Accueil » Culture arnaqueEconomiemp3musiquetaxetéléchargement
Taxe illégale sur la copie privée, c’est fini dans 6 mois

Pour faire simple et éviter de trop résumer la chose, voici un extrait de la décision du conseil d’état qui fait suite à la demande d’annulation de la décision du 20 juillet 2006 de la commission qui détermine les montants de la rémunération pour copie privée perçue sur les supports d’enregistrement par le syndicat de l’industrie de matériels audiovisuels électroniques.
J’ai deux questions aujourd’hui:
- Aura t’on le droit de compenser les pertes engendrées par cette taxe illégale en téléchargeant?
- Recevra t’on un chèque pour compenser la taxe illégalement perçue?
Non concrètement on l’a tous dans l’os! Mais on s’aperçoit finalement que l’illégalité n’était pas uniquement du coté des « téléchargeurs ». Mais les maisons de disques ne le CHANTERONT PAS sur les toits.

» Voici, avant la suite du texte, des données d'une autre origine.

PR #2337, opened 2022-06-25
feat: Unifiy HTTP server and SW renderer.

ThaUnknown:
Requires https://github.com/webtorrent/webtorrent/pull/2336 merged first!!!

[ ] Documentation update
[X] Bug fix
[X] New feature
[ ] Other, please explain:

Unified HTTP server and SW renderer. Both now use almost the same methods and functionality, and behave in the same way.
This means all the functionality the SW was lacking and HTTP server had is available in SW and vice versa.

The SW can now display root indexes of webtorrent which will list all torrents, view indexes of torrents which will list all files etc.

The HTTP server now targets the ENTIRE client, which means its root directory will first list all torrents, then all files.
The HTTP server now causes files to emit `stream` events, just like the SW renderer.

These are breaking changes, the url's for the HTTP server is no longer `/` but `/webtorrent/` and its paths are `/webtorrent/<infohash>` just like my FS changes, to make sure files don't overwrite each other. There's also no more of that useless file identifier thing with index.

The getStreamURL and streamTo methods now also work with the HTTP server for mixed environments such as NWjs or Electron. They also no longer use callbacks.

The client.createServer can be force overwritten to a specific implementation for those mixed environments.

Fixed an edge case where the SW renderer could leave a port open.
Fixed an edge case where weird SW registration paths would cause errors.

Considerations:
for the browser version, should handling the service worker instance the user wants the server to use be done via createServer? or listen method once the server is created?

for the browser version, should we implement the origin path which in theory is possible? or would that be too missleading for some cases?

### DIFF
--- a/docs/tutorials.md
+++ b/docs/tutorials.md
@@ -14,7 +14,6 @@ import WebTorrent from 'webtorrent'
 const client = new WebTorrent()
 const torrentId = 'magnet:?xt=urn:btih:08ada5a7a6183aae1e09d831df6748d566095a10&dn=Sintel&tr=udp%3A%2F%2Fexplodie.org%3A6969&tr=udp%3A%2F%2Ftracker.coppersurfer.tk%3A6969&tr=udp%3A%2F%2Ftracker.empire-js.us%3A1337&tr=udp%3A%2F%2Ftracker.leechers-paradise.org%3A6969&tr=udp%3A%2F%2Ftracker.opentrackr.org%3A1337&tr=wss%3A%2F%2Ftracker.btorrent.xyz&tr=wss%3A%2F%2Ftracker.fastcast.nz&tr=wss%3A%2F%2Ftracker.openwebtorrent.com&ws=https%3A%2F%2Fwebtorrent.io%2Ftorrents%2F&xs=https%3A%2F%2Fwebtorrent.io%2Ftorrents%2Fsintel.torrent'
 const player = document.querySelector('video')
-const scope = './'
 
 function download () {
   client.add(torrentId, torrent => {
@@ -31,7 +30,7 @@ function download () {
     console.log('Ready to play!')
   })
 }
-navigator.serviceWorker.register('./sw.min.js', { scope }).then(reg => {
+navigator.serviceWorker.register('./sw.min.js', { scope: './' }).then(reg => {
   const worker = reg.active || reg.waiting || reg.installing
   function checkState (worker) {
     return worker.state === 'activated' && client.createServer({ controller: reg }) && download()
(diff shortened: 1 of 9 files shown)


ThaUnknown:
forgot to clean this up, now it's cleaned up @DiegoRBaquero

docs/tutorials.md
```diff
@@ -12,8 +12,9 @@ Code example:
 import WebTorrent from 'webtorrent'
 
 const client = new WebTorrent()
-const torrentId = "magnet:?xt=urn:btih:08ada5a7a6183aae1e09d831df6748d566095a10&dn=Sintel&tr=udp%3A%2F%2Fexplodie.org%3A6969&tr=udp%3A%2F%2Ftracker.coppersurfer.tk%3A6969&tr=udp%3A%2F%2Ftracker.empire-js.us%3A1337&tr=udp%3A%2F%2Ftracker.leechers-paradise.org%3A6969&tr=udp%3A%2F%2Ftracker.opentrackr.org%3A1337&tr=wss%3A%2F%2Ftracker.btorrent.xyz&tr=wss%3A%2F%2Ftracker.fastcast.nz&tr=wss%3A%2F%2Ftracker.openwebtorrent.com&ws=https%3A%2F%2Fwebtorrent.io%2Ftorrents%2F&xs=https%3A%2F%2Fwebtorrent.io%2Ftorrents%2Fsintel.torrent"
+const torrentId = 'magnet:?xt=urn:btih:08ada5a7a6183aae1e09d831df6748d566095a10&dn=Sintel&tr=udp%3A%2F%2Fexplodie.org%3A6969&tr=udp%3A%2F%2Ftracker.coppersurfer.tk%3A6969&tr=udp%3A%2F%2Ftracker.empire-js.us%3A1337&tr=udp%3A%2F%2Ftracker.leechers-paradise.org%3A6969&tr=udp%3A%2F%2Ftracker.opentrackr.org%3A1337&tr=wss%3A%2F%2Ftracker.btorrent.xyz&tr=wss%3A%2F%2Ftracker.fastcast.nz&tr=wss%3A%2F%2Ftracker.openwebtorrent.com&ws=https%3A%2F%2Fwebtorrent.io%2Ftorrents%2F&xs=https%3A%2F%2Fwebtorrent.io%2Ftorrents%2Fsintel.torrent'
 const player = document.querySelector('video')
+const scope = './'
```
DiegoRBaquero, line 17: I'd prefer this inlined

docs/tutorials.md
```diff
@@ -82,30 +82,30 @@ Code example:
...
-          return worker.state === 'activated' && client.loadWorker(worker, download)
-        }
-        if (!checkState(worker)) {
-          worker.addEventListener('statechange', ({ target }) => checkState(target))
-        }
-      })
+const client = new WebTorrent()
+const torrentId = 'magnet:?xt=urn:btih:08ada5a7a6183aae1e09d831df6748d566095a10&dn=Sintel&tr=udp%3A%2F%2Fexplodie.org%3A6969&tr=udp%3A%2F%2Ftracker.coppersurfer.tk%3A6969&tr=udp%3A%2F%2Ftracker.empire-js.us%3A1337&tr=udp%3A%2F%2Ftracker.leechers-paradise.org%3A6969&tr=udp%3A%2F%2Ftracker.opentrackr.org%3A1337&tr=wss%3A%2F%2Ftracker.btorrent.xyz&tr=wss%3A%2F%2Ftracker.fastcast.nz&tr=wss%3A%2F%2Ftracker.openwebtorrent.com&ws=https%3A%2F%2Fwebtorrent.io%2Ftorrents%2F&xs=https%3A%2F%2Fwebtorrent.io%2Ftorrents%2Fsintel.torrent'
+const player = document.querySelector('video')
+const scope = './'
```
DiegoRBaquero, line 88: Same

docs/tutorials.md
ThaUnknown: I left this out like this, in case someone runs in a sub-scope like say github pages which would be for example `https://thaunknown.github.io/webtorrent_app/` where the scope would be changed to `./webtorrent_app/`, in the same way as the magnet would be changed by the user

do you still think it should be inlined?

DiegoRBaquero: They can still change it, but for the sake of the tutorial, where the variable is only used once in a single place, it should be inlined.

ThaUnknown: > They can still change it, but for the sake of the tutorial, where the variable is only used once in a single place, it should be inlined.

its done the same for the magnet tho, which is also used once, imho its better to keep it not inline

DiegoRBaquero: magnet is long tho and in a real app it will come from a variable

DiegoRBaquero (approved):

Extrait de la décision du conseil d’état :
Le Conseil d’Etat annule la décision du 20 juillet 2006 de la commission prévue à l’article L. 311-5 du code de la propriété intellectuelle relative à la rémunération pour copie privée.
Le syndicat de l’industrie de matériels audiovisuels électroniques avait saisi le Conseil d’Etat pour lui demander d’annuler la décision du 20 juillet 2006 de la commission qui détermine les montants de la rémunération pour copie privée perçue sur les supports d’enregistrement. La décision contestée avait tenu compte, pour chaque support, du préjudice subi non seulement du fait des copies licites mais également du fait des copies illicites de vidéogrammes ou de phonogrammes.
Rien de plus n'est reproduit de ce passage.